D.d.l. Concorrenza: introdotto l’obbligo del preventivo scritto per l’avvocato

Fabio Valerini
09 Agosto 2017

È stato approvato in via definitiva da parte del Senato il 2 agosto 2017 il disegno di legge annuale per il mercato e la concorrenza, con molti aspetti che toccano direttamente e indirettamente l'attività dell'avvocato.

È stato approvato in via definitiva da parte del Senato il 2 agosto 2017 il disegno di legge annuale per il mercato e la concorrenza, con molti aspetti che toccano direttamente e indirettamente l'attività dell'avvocato.

La prima significativa novità, di cui occorre analizzare la portata in attesa della pubblicazione del testo sulla Gazzetta Ufficiale, è sicuramente l'introduzione dell'obbligo per l'avvocato di fornire un preventivo scritto al cliente.

La legge sulla concorrenza, alla lettera d), n. 6, del comma 141, al dichiarato proposito di incentivare la concorrenza nel mercato della professione legale, modifica l'art. 13 della legge professionale n. 247 del 2012, il cui comma 3 disciplina proprio la questione del preventivo.

In base al testo originario della legge professionale il professionista era tenuto

«

a richiesta [...] a comunicare in forma scritta a colui che conferisce l'incarico professionale la prevedibile misura del costo della prestazione, distinguendo fra oneri, spese, anche forfetarie, e compenso professionale

»

.

Ebbene, a seguito dell'abrogazione dell'espressione a richiesta ad opera della legge per la concorrenza ora approvata, l'avvocato sarà ora obbligato a tale comunicazione in forma scritta.

A questo punto dobbiamo chiederci quando e come debba essere redatto il preventivo e quali possono essere gli effetti sia della redazione del preventivo che della mancata redazione dello stesso.

Innanzitutto, a seguito della modifica è venuto meno il rilievo della volontà del cliente: ne deriva che non potrà valere come esimente, a mio avviso, la dichiarazione del cliente che “rinuncia” al preventivo scritto della prestazione.

Passando ad esaminare il quando, se vogliamo rimanere aderenti alla ratio della legge, il preventivo dovrà essere reso prima dell'inizio della prestazione proprio perché la legge, con l'introduzione dell'obbligo del preventivo, intende consentire la comparazione dei costi tra diversi professionisti al fine di consentire il gioco della concorrenza.

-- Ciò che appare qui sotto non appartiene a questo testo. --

PR #5534, opened 2025-10-15
[MSI v2] MAA token is now cached

gladjohn:
Fixes MAA token caching

- adds in-memory cache 
- 
**Testing**
none

**Performance impact**
better perf as we cache MAA

**Documentation**

### DIFF
--- a/src/client/Microsoft.Identity.Client/ManagedIdentity/V2/AttestationTokenMemoryCache.cs
+++ b/src/client/Microsoft.Identity.Client/ManagedIdentity/V2/AttestationTokenMemoryCache.cs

Certamente, però, la redazione del preventivo nel momento iniziale sconterà il fatto che l'avvocato redigerà un preventivo con la prevedibile misura del costo della prestazione (a) secondo quanto riferito dal cliente in sede di primo colloquio e (b) in base a quel che ragionevolmente ci si attende potrà essere lo sviluppo dell'incarico secondo l'esperienza.

Non c'è dubbio, però, che la redazione del preventivo in un momento prossimo al primo contatto con il cliente sconta, in molti casi (e per di più quelli che possiamo definire “non seriali”), il fatto che l'individuazione della migliore e più efficace strategia necessiti di uno studio ragionato della controversia.

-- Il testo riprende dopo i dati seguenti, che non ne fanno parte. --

PR #5535, opened 2025-10-16
[POC] Expose secure HTTP client factory and propagate binding certificate in authentication result

cpp11nullptr:


src/client/Microsoft.Identity.Client/AppConfig/IMsalMtlsHttpClientFactory.cs
```diff
@@ -7,18 +7,18 @@
...
     /// <remarks>
     /// Implementations of this interface must be thread-safe.
     /// It is important to reuse HttpClient instances to avoid socket exhaustion.
     /// Do not create a new HttpClient for each call to <see cref="GetHttpClient(X509Certificate2)"/>.
     /// If your application requires Integrated Windows Authentication, set <see cref="HttpClientHandler.UseDefaultCredentials"/> to true.
-    /// This interface is intended for internal use by MSAL only and is designed to support MTLS scenarios.
+    /// This interface is designed to support MTLS scenarios.
     /// </remarks>
-    internal interface IMsalMtlsHttpClientFactory : IMsalHttpClientFactory
+    public interface IMsalMtlsHttpClientFactory : IMsalHttpClientFactory
```
bgavrilMS, line 21: @gladjohn - don't we need this to be made public for MSIv2 as well?

src/client/Microsoft.Identity.Client/PlatformsCommon/Shared/SecureHttpClientFactory.cs
```diff
@@ -12,13 +12,14 @@
...
-    /// A simple implementation of the HttpClient factory that uses a managed HttpClientHandler
+    /// An implementation of the HttpClient factory that uses a managed HttpClientHandler.
+    /// This factory is intended to be used by MTLS scenarios or where server certificate validation is required.
     /// </summary>
     /// <remarks>
     /// .NET should use the IHttpClientFactory, but MSAL cannot take a dependency on it.
     /// .NET should use SocketHandler, but UseDefaultCredentials doesn't work with it 
     /// </remarks>
-    internal class SimpleHttpClientFactory : IMsalMtlsHttpClientFactory, IMsalSFHttpClientFactory
+    public class SecureHttpClientFactory : IMsalMtlsHttpClientFactory, IMsalSFHttpClientFactory
```
bgavrilMS, line 22: Why did you make this public?

cpp11nullptr: Mostly to reuse the logic to create HTTP client with setting up a certificate by Identity.Web but it can be also beneficial for users of MSAL.NET who wants either secure HTTP client factory (with mTLS or server certificate validation).

src/client/Microsoft.Identity.Client/AppConfig/IMsalMtlsHttpClientFactory.cs
gladjohn: No, we don't need to expose this for MSI v2. We will continue to use the existing factory `IMsalHttpClientFactory` to make calls into IMDS endpoints, this will ensure we use custom factory. But for the mTLS calls to ESTS, we will use the new `IMsalMtlsHttpClientFactory`.  MSAL will be responsible for calls to ESTS.

src/client/Microsoft.Identity.Client/AppConfig/IMsalMtlsHttpClientFactory.cs
```diff
@@ -7,18 +7,18 @@
 namespace Microsoft.Identity.Client
 {
     /// <summary>
-    /// Internal factory responsible for creating HttpClient instances configured for mutual TLS (MTLS).
-    /// This factory is specifically intended for use within the MSAL library for secure communication with Azure AD using MTLS.
+    /// A factory responsible for creating HttpClient instances configured for mutual TLS (MTLS).
```
MZOLN, line 10: Isn't it an interface not an actual factory?

bgavrilMS:
I believe this is not needed so closing. Please reopen if I am mistaken @cpp11nullptr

Studio della controversia che, come noto, costituisce una delle voci che compongono l'onorario dell'avvocato in base ai parametri del d.m. 55/2014 e, quindi, mi chiedo se, domani, sarà lecito per l'avvocato chiedere l'onorario per lo studio della controversia necessario per la redazione del parere (da assorbire, naturalmente, laddove segua il conferimento dell'incarico).

Secondo me sarebbe necessario ma mi rendo conto che secondo la logica della legge questo dissuaderà dalla ricerca di preventivi, perché il cliente non vorrà (generalmente) pagare per poter confrontare i prezzi (laddove, poi, sia soltanto il prezzo il criterio che farà decidere la scelta del legale).

Il problema sarà che, se prevarrà il preventivo a costo zero, potrebbe essere (il condizionale è d'obbligo) un preventivo senza un previo studio approfondito della controversia.

Orbene, una volta che l'avvocato abbia reso il preventivo e il cliente lo abbia accettato, l'avvocato avrà a propria disposizione un titolo che quantifica il proprio onorario e quindi potrà procedere più agevolmente al fine di ottenere, se del caso, la condanna del cliente inadempiente al pagamento delle proprie prestazioni.

Inoltre, laddove per qualche ragione il preventivo non copra alcune varianti occorse in corso di causa (o nell'attività stragiudiziale), queste – ove non oggetto di specifico accordo – dovranno essere pagate previa eventualmente liquidazione giudiziaria.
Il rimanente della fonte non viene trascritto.